REQUIRED ACTION:
Your answer must be one number: the count of lines below that hold the word "additional".
**** RECORDS PROVIDED
PR #1007, opened 2022-05-09
fit to layer extent

taulinger:
Add the possibility to fit on a specific vector layer on the map
A fit request is resolved by the map implementation.
Fit requests for other layer types may be implemented in the future.

### DIFF
--- a/src/modules/olMap/components/OlMap.js
+++ b/src/modules/olMap/components/OlMap.js
@@ -188,19 +188,7 @@ export class OlMap extends MvuElement {
 
 		//register particular obeservers on our Model
 		//handle fitRequest
-		this.observeModel(['fitRequest', 'fitLayerRequest'], (eventLike) => {
-			const onAfterFit = () => {
-				this._viewSyncBlocked = false;
-				this._syncStore();
-			};
-			const extent = eventLike.payload.id ? getLayerById(this._map, eventLike.payload.id).getSource()?.getExtent() : eventLike.payload.extent;
-
-			if (extent) {
-				this._viewSyncBlocked = true;
-				const maxZoom = eventLike.payload.options.maxZoom || this._view.getMaxZoom();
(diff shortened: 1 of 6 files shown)


src/modules/olMap/components/OlMap.js
```diff
@@ -187,19 +188,23 @@ export class OlMap extends MvuElement {
...
 			};
-			const maxZoom = fitRequest.payload.options.maxZoom || this._view.getMaxZoom();
-			this._view.fit(fitRequest.payload.extent, { maxZoom: maxZoom, callback: onAfterFit });
+			const extent = eventLike.payload.id ? getLayerById(this._map, eventLike.payload.id).getSource()?.getExtent() : eventLike.payload.extent;
+
+			if (extent) {
+				this._viewSyncBlocked = true;
+				const maxZoom = eventLike.payload.options.maxZoom || this._view.getMaxZoom();
+				this._view.fit(extent, { maxZoom: maxZoom, callback: onAfterFit }); // Todo: fit map with padding parameter by calling mapService#calculatePadding
+			}
```
thiloSchlemmer, line 202: Can we extract this to a helper-method, to be consistent to the code unterneath?

thiloSchlemmer (approved):
Nice! One small hint inside

src/modules/olMap/components/OlMap.js
taulinger: >to be consistent to the code unterneath?

 Sorry, didn't get the point, can you explain it more in detail, please?

thiloSchlemmer: sure...

Line 205 and 207 uses only simple calls to private functions,  the code in line 192 - 202 can be moved to a simple method, too. In the result, the reader gets a consistent overview over all observed properties and the related behavior.

thiloSchlemmer (approved):
Nice, THX!

PR #1011, opened 2022-05-12
MapService static padding

thiloSchlemmer:
Adding a simple strategy to calculate an optional map padding.
This strategy use fixed css property values to calculate the area where the map is not covered by other components.

The main assumption is, that the main menue is the only component which will be in conflict with any map content. So only the width of the main menue is taken into account for the padding.


taulinger:
Nice!
Let's move the logical part to its own provider.

thiloSchlemmer:
obsolete  by #1079 and #1084

PR #1028, opened 2022-05-19
remove eslint-plugin-standard dependency

taulinger:
according to https://github.com/standard/standard/issues/1316


thiloSchlemmer (approved):
Thx!

PR #1029, opened 2022-05-19
abort by key

thiloSchlemmer:
Abort Drawing or measurement by key-press.


src/modules/commons/KeyActionMapper.js
```diff
@@ -0,0 +1,81 @@
+import { isString } from '../../utils/checks';
+const No_Op = () => { };
+
+/**
+ * Maps actions to specific key-events
+ * @class
+ * @author thiloSchlemmer
+ */
+export class KeyActionMapper {
```
taulinger, line 9: Nice, would just suggest moving this class to `src/utils`

taulinger (commented):
Hmm, I think this PR does not restore exactly the same behavior as in v3. In v3 pressing `ESC` fully deactivates the drawing/measurement tool, however here it just stops the current action.

thiloSchlemmer:
> Hmm, I think this PR does not restore exactly the same behavior as in v3. In v3 pressing `ESC` fully deactivates the drawing/measurement tool, however here it just stops the current action.

Yes, you're right. The main reason for the discrepance is, that it is not necessary anymore to close the corresponding tool (measurement/drawing), to make something else, as to draw or to measure in the map.

The main requirements for the Abort-By-Key are:

- Abort the current drawing to make a new and better drawing and delete the current one.
- Abort the current drawing to make something else.

In v3 it is necessary to completly close the "Draw"-modus to make something different. If you want to make a new drawing, you have to select again the "Draw"-modus.

In v4 we does not have a ui/ux-element for a specific modus, which we must close, to give the user the opportunity to make something else in the UI.

src/modules/commons/KeyActionMapper.js
taulinger: -> `src/utils` not `src/modules/utils` 🤓

src/modules/olMap/handler/draw/OlDrawHandler.js
```diff
@@ -76,7 +77,9 @@ export class OlDrawHandler extends OlLayerHandler {
 		this._storedContent = null;
 		this._sketchHandler = new OlSketchHandler();
 		this._mapListeners = [];
-		this._keyUpListener = (e) => this._removeLast(e);
+		this._keyActionMapper = new KeyActionMapper(document)
+			.addForKeyUp('Delete', () => this._remove())
+			.addForKeyUp('Escape', () => this._reset());
```
taulinger, line 82: statement not covered

taulinger (approved):
Thx!

PR #1035, opened 2022-05-24
coerce sanitizeHtmlProvider by additional options

thiloSchlemmer:
coercing by additional blacklist of forbidden/ unsafe HTML-Tags and
filtering of SVG- and mathML-Tags


taulinger (approved):
Thx

PR #1036, opened 2022-05-24
update sanitizer with blacklist & html profile

thiloSchlemmer:
update sanitizeHtmlProvider with additional blacklist of forbidden/ unsafe HTML-Tags and
filtering of SVG- and mathML-Tags


taulinger (approved):
Thx

PR #1048, opened 2022-06-03
connect wms import related services and show search results within UI

taulinger:
- [x] import non-restricted WMS
- [x] import restricted WMS
- [x]  handle non-normalized URLs (http://foo.bar/foo.cgi?%27;)


thiloSchlemmer (approved):
Nicely done!

PR #1052, opened 2022-06-08
add toggle for password visibility

thiloSchlemmer:
Add a toggle to make the password characters for the user readable or not. This gives the user the possibility to ensure the validity of the credential and prevents typos.


src/modules/auth/components/PasswordCredentialPanel.js
```diff
@@ -146,6 +146,17 @@ export class PasswordCredentialPanel extends MvuElement {
...
+			const togglePassword = this.shadowRoot.querySelector('#toggle_password');
+			const password = this.shadowRoot.querySelector('#credential_password');
+
+			const type = password.getAttribute('type') === 'password' ? 'text' : 'password';
+			password.setAttribute('type', type);
+
+			// toggle the icon
+			togglePassword.classList.toggle('eye');
+		};
+
```
taulinger, line 159: Works nicely, but shouldn't we use our MVU approach also here?

taulinger (commented):
line 106 has an uncovered function

taulinger (approved):
Very nice!

PR #1073, opened 2022-06-23
recognize wms-url in DndImportPanel and use setQuery

thiloSchlemmer:
Adding the option to drag&drop a wms url.
Due to the fact, that the user must select a specific layer, the georecource is not added to the map immediatly, but displayed as SearchResult. This is already implemented and now used by setQuery in search.action.


taulinger (approved):
Nice (sorry for the previous confusion)

PR #1079, opened 2022-06-28
calculate clean rectangle

thiloSchlemmer:
calculating a clean rectangle, where a base-element is polluted by an array of dirty elements.
This rectangle can be used to define a padding for a map.view 

- [ ] calculation of "CleanRectangle"
- [ ] find better wording


src/services/MapService.js
```diff
@@ -127,4 +130,15 @@ export class MapService {
 		const element = document.querySelector('ba-footer')?.shadowRoot.querySelector('.scale');
 		return element ?? null;
 	}
+
+	/**
+	 * Returns a visible rectangle, where the map element is not overlapped by any other relevant element
```
taulinger, line 135: <s>visible</s>

src/services/MapService.js
```diff
@@ -127,4 +130,15 @@ export class MapService {
 		const element = document.querySelector('ba-footer')?.shadowRoot.querySelector('.scale');
 		return element ?? null;
 	}
+
+	/**
+	 * Returns a viewport rectangle, where the map element is not overlapped by any other relevant element
```
taulinger, line 135: Returns a DOMRect instance describing the visible part of the map (which means the part of the part that is not overlapped by any other UI element)

src/services/MapService.js
```diff
@@ -127,4 +130,15 @@ export class MapService {
...
+	 * @returns {DOMRect}
+	 */
+	getVisibleViewport() {
+		const viewportElement = document.body;
+		const overlappingElements = findAllByAttribute(document, 'data-register-for-viewport-calc');
+
+		return calculateVisibleViewport(viewportElement, overlappingElements);
```
taulinger, line 142: just
```
const overlappingElements = findAllByAttribute(document, 'data-register-for-viewport-calc');
return calculateVisibleViewport(document.body, overlappingElements);

``` 
?

test/service/MapService.test.js
```diff
@@ -187,5 +187,32 @@ describe('MapService', () => {
...
+
+	describe('getVisibleViewport', () => {
+		it('returns a visible rectangle', () => {
+			document.body.innerHTML = '<div></div>'
+									+ '<div id="overlapping1" data-register-for-viewport-calc></div>'
+									+ '<div id="non-overlapping"></div>'
+									+ '<div id="overlapping2" data-register-for-viewport-calc></div>'
+									+ '<div></div>'
+									+ '<div class="class foo"></div>'
+									+ '<div></div>';
```
taulinger, line 199: do we really need them?

taulinger (commented):
NIce, would suggest only some minor optimizations

taulinger (approved):
Thx!

PR #1097, opened 2022-07-06
add a query parameter for handling a query term

taulinger:
`http://localhost:8082/?q=something` 
leads to:
image


thiloSchlemmer (approved):
NIce

PR #1098, opened 2022-07-07
update visibility of zoomToExtent-button

thiloSchlemmer:
The zoomToExtent-Button in the LayerItem will be not visible, when the
georecource of a layer is not a VectorGeoResource.


taulinger (approved):
Thx!

PR #1099, opened 2022-07-07
add .env file

taulinger:
Contains the `SOFTWARE_INFO` property which causes the showcase button to be displayed when running the front-end only.


thiloSchlemmer (approved):

taulinger:
Hmm, does make problems when `.env` already exists (overwrites it without warning). Closing it.

PR #1106, opened 2022-07-11
update current state of window history

taulinger:
Permanently update the URL of the current history to reflect the (public) state of the app.


thiloSchlemmer (approved):
Nice

PR #1110, opened 2022-07-12
extend attribution domain object

taulinger:
by allowing multiple copyright entries
and use an OpenData WMTS for fallback georesources:

grafik


thiloSchlemmer (approved):
Good job!

PR #1113, opened 2022-07-14
AutocompleteSearch refactor to increase testcoverage

thiloSchlemmer:
The AutocompleteSearch component has untested (untestable?) code. This PR have the goal to refactor the code to make the behavior of 'update the current focus'(?) testable.

- [x] isolate the behavior
- [x] test the behavior
- [ ] find better names for the testcase description
- [ ] find a better name for the refactored method (_syncFocusWith)


taulinger:
This component was one of the first we wrote in order to try out some common and expected use cases based on our new approach. Currently we have no usage for this component.
So, I'm wondering if it's worth the effort...

thiloSchlemmer:
closed in favor to #1114

PR #1118, opened 2022-07-15
fix StyleOptions of selected feature

### LINKED ISSUE #1104: style size dropdown won't be updated
After re-selecting an icon/text the style size dropdown value does not necessarily show the correct value. 

grafik

affects:

- 4.0
- 4.1

thiloSchlemmer:
Add scale information of selected features to the changed styleOption in store, to display the correct scale-value in the DrawToolContent

fixes #1104


taulinger (approved):
Works well now!

PR #1125, opened 2022-07-19
add ExportMfpToolContent

thiloSchlemmer:
A component to control the settings for a export with MapFishPrint by the user.


taulinger:
asset `src/modules/toolbox/components/exportMfpToolContent/assets/download.svg` seems to be unnecessary

taulinger (commented):
Nice proceedings!

Hmm, I'm wondering if we could slightly simplify it by reworking the components model. Maybe we should hold the
- capabilities
- name (in the meaning of an id, will also be used for i18n later) -> references selected page layout
- scale -> selected scale
After loading the capabilities we would set "name" and "scale" initially...
But let's discuss this tomorrow...

test/modules/toolbox/components/toolContainer/ToolContainer.test.js
```diff
@@ -118,6 +120,12 @@ describe('ToolContainer', () => {
 					case ToolId.SHARING:
 						expect(content.innerHTML.toString().includes(ShareToolContent.tag)).toBeTrue();
 						break;
+					case ToolId.IMPORT:
+						expect(content.innerHTML.toString().includes(ImportToolContent.tag)).toBeTrue();
+						break;
```
taulinger, line 125: Nice!

taulinger (approved):
Fine!

PR #1143, opened 2022-07-25
determine preferred getMap media type

taulinger:
We should not just take the first media type for GetMap requests from the GetCapabilities document, 
but determine the best suitable one.


thiloSchlemmer (approved):
Well done!

PR #1153, opened 2022-07-28
disable intermediary zoom levels

### LINKED ISSUE #1090: disable intermediary zoom levels for the map (optionally)
to improve the quality of map tiles (sharpness). 

Affect the smoothness of zooming on touch devices, so maybe we should let the user decide which mode to use and place an option for that under `More/Settings`

taulinger:
Partly resolves #1090. Making it configurable for the user will be done later...


thiloSchlemmer (approved):
THX

PR #1185, opened 2022-08-29
use ol-maplibre-layer

taulinger:
for visualization of Vector Tiles.

grafik

Some notes:
- ol-maplibre-layer just provides an ol layer that renders a MapLibre GL JS Map (https://github.com/geoblocks/ol-maplibre-layer/blob/master/src/MapLibreLayer.js)
- bundle size will increase from 1.65 MiB to 2.36 MiB
- FF currently throws a WebGL error when running in headless mode (https://bugzilla.mozilla.org/show_bug.cgi?id=1375585#c27), so we first check if it does make sense to perform the test, otherwise, we skip them


thiloSchlemmer (approved):
Well done!

PR #1196, opened 2022-09-15
PdfExport: connect client with backend (I)

taulinger:
For the present just  `MfpService#getCapabilities()` has been implemented, the other methods will be done in a second PR and are still mocked.


thiloSchlemmer (approved):
Thx!

PR #1205, opened 2022-09-21
PdfExport: connect client with backend (II) 

taulinger:
- [x] Implement all remaining methods of `MfpService`
- [x] cleanup (extract iface)


thiloSchlemmer (approved):
Nice

PR #1216, opened 2022-10-07
add ADV WMTS compatible TileGrid

taulinger:
- extends `WMTSGeoResource` for optional property `tileGridId`
- extends 'GeoResource` for optional property `exportable`
- adds an ADV WMTS compatible TileGrid


thiloSchlemmer (approved):
Thx!

PR #1230, opened 2022-10-14
fitToExtent: handle the case when the layer's source is null

taulinger:


src/modules/olMap/utils/olMapUtils.js
```diff
@@ -1,3 +1,5 @@
+import { OlMap } from '../components/OlMap';
```
thiloSchlemmer, line 1: can be removed...
although referenced for jsdoc, `npm run doc` does not throw an error, if removed

taulinger: Oops, thx

taulinger: Hmm, seems to work locally and here on CI

thiloSchlemmer (dismissed):
Thx

thiloSchlemmer (approved):
Thx

PR #1232, opened 2022-10-14
improve projection registration

taulinger:
Add the possibility to detect all available (means registered) projections,
which is realized by the new `Proj4JsService` class.


thiloSchlemmer (approved):
Cool... Well done!

PR #1258, opened 2022-11-02
fix content of thumbnailLabel

thiloSchlemmer:
Fixes a misbehavior where the label content of the thumbnail-style was not updated, after the mfp settings are changed.
The thumbnail-style is used to display the currently selected mfp-settings and extent as preview for the export.


taulinger (approved):
Thx!

PR #1272, opened 2022-11-04
fix OlMfpHandler calculation of optimalScale

### LINKED ISSUE #1262: Export2Pdf: print rectangle not always (fully) visible
There seems to be a problem with the calculation of the best-fitting scale when the device screen has a particular resolution e.g 1900x1100px. 

export2Pdf_2022-11-02_18-14-26.

⬆️ Where is the rectangle 🙃?

thiloSchlemmer:
fixes #1262


taulinger (changes requested):
> Due to updated version of firefox (105) in our playwright setup, using now `Array.findLast()` instead of a private implementation in `OlMfpHandler._getOptimalScale()`.

Hmm, this might be a little bit early, FF 115.0 ESR, which is the first FF ESR release supporting `findLast`, will be released [06/23](https://wiki.mozilla.org/Release_Management/Calendar). So let's keep our own implementation for a while...

The actual fix works nicely for me!

taulinger (approved):
Thx!

PR #1867, opened 2022-11-29
FIX: Restrict Blik input field to digits only

jobsturm:
## Summary
Changed the Blik input to accept digits only. Also made room for generalised Formatting types. And moved the Formatter types to `useForm` since the originate from here (discussed this with @ribeiroguilherme)

## Tested scenarios
- [x] Changed the Blik input in the playground
- [x] Wrote tests for the digit only formatter.


packages/lib/src/utils/useForm/useForm.ts
```diff
@@ -11,7 +11,7 @@ function useForm<FormSchema>(props: FormProps): Form<FormSchema> {
     /** Formats and validates a field */
     const processField = ({ key, value, mode }, fieldContext) => {
         // Find a formatting function either stored under 'key' or a level deeper under a 'formatter' property
-        const formatterFn = formatters?.[key]?.formatter ? formatters[key].formatter : formatters?.[key];
+        const formatterFn = (formatters as Formatter)?.[key]?.formatter ? (formatters as Formatter)[key].formatter : formatters?.[key];
```
ribeiroguilherme, line 14: Is there any way to avoid the `as` here? This is error prone as we are telling Typescript which type that variable is. It should be the other way around.

I believe you could assert the type of this object using type-guard function

packages/lib/src/utils/Formatters/types.ts
```diff
@@ -0,0 +1 @@
+export type FormatterFn = (value, context?) => string;
```
ribeiroguilherme, line 1: As you are working on this - do you have more insights about the types of the `value` and `context` objects? It would be great to add here, as I believe they are typed 'any' now

packages/lib/src/utils/Formatters/formatter.test.ts
```diff
@@ -0,0 +1,18 @@
+import { digitsOnlyFormatter } from "./formatters";
+
+function getAllCharactersArray() { 
+    const allCharacters:Array<string> = [];
+    for (let i=32; i<127; i++) { allCharacters.push(String.fromCharCode(i)); }
```
ribeiroguilherme, line 5: Does the generated chars array include symbols as well? So we can make sure that it indeed the regex will remove everything except digits

ribeiroguilherme (commented):
As a suggestion: it could be good to also write an e2e tests for this (Ex: checking that Blik doesn't accept non-digit characters, and that the payment doesn't go through), then you have better understanding how the e2e works, plus we also we cover this regression.

packages/lib/src/utils/Formatters/types.ts
jobsturm: I moves this from the Validator file (they were used for the `addressFormatters`, inferring from the code now I think `val` could be a string. Do you know of any more complex use cases for validators where it might need to accept an object? Context should just be an object since it is used to get state from the input field where the formatter is used.

packages/lib/src/utils/Formatters/formatter.test.ts
ribeiroguilherme: Ah ok, I thought it generated only the alphabet letters.

packages/lib/src/utils/Formatters/types.ts
ribeiroguilherme: I don't recall anymore the possible values of `val` , I just suggested as you are working on this. 

You can add the `string` type and check if there are any linter complains - if not, then we go ahead with that and if in the future turns out there are more types, we fix that.

packages/lib/src/components/Blik/components/BlikInput.tsx
```diff
@@ -56,6 +60,7 @@ function BlikInput(props: BlikInputProps) {
                     onInput: handleChangeFor('blikCode', 'input'),
                     onBlur: handleChangeFor('blikCode', 'blur'),
                     placeholder: '123456',
+                    inputMode: 'number',
```
m1aw, line 63: I think input mode should be `numeric` https://developer.mozilla.org/en-US/docs/Web/HTML/Global_attributes/inputmode

m1aw: And we should actually check if this produces the correct result because some browsers use the `pattern` attribute.

sponglord: @m1aw - can you elaborate on this comment about the `pattern` attribute?
Foe securedFields we only set `inputmode="numeric"`

m1aw (approved):

PR #1869, opened 2022-11-30
Feature Prettier pre commit hook

m1aw:
## Summary

Runs prettier has pre-commit hook.

## Tested scenarios

**Fixed issue**:


packages/lib/.husky/pre-commit
```diff
@@ -0,0 +1,13 @@
...
+# helper if you are running repo inside a container
+if which vagrant; then
+  vagrant ssh -- -t <<HEREDOC
+  cd workspace/adyen-web/packages/lib;
+  echo "head -n -1 ~/.bashrc > temp.txt ; mv temp.txt ~/.bashrc && npx lint-staged;" >> ~/.bashrc;
+  /bin/bash -i
+HEREDOC
+else
+  npx lint-staged
+fi
```
ribeiroguilherme, line 13: Any reason why this is placed inside the 'lib' package? Why not put it and the husky dependency in the root level? It could potentially be used in other packages too

packages/lib/package.json
```diff
@@ -45,7 +45,8 @@
         "type-check-generate": "tsc --emitDeclarationOnly",
         "lint": "eslint 'src/**/*.{js,ts,tsx}' --quiet",
         "lint:fix": "npm run lint -- --fix",
-        "prepublishOnly": "npm run build"
+        "prepublishOnly": "npm run build",
+        "prepare": "cd ../.. && husky install packages/lib/.husky"
```
ribeiroguilherme, line 49: How does it work to setup the commit hooks in our machines with VM? Do we need to run this script/do any other setup or will it work out of the box?

packages/lib/.husky/pre-commit
m1aw: The main reason is that we only had prettier on the lib/ project.

packages/lib/package.json
m1aw: Yeah, it does. There should be no difference since you are running already inside of vagrant. Just the commits are outside.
********
EXERCISE RESPONSE:
3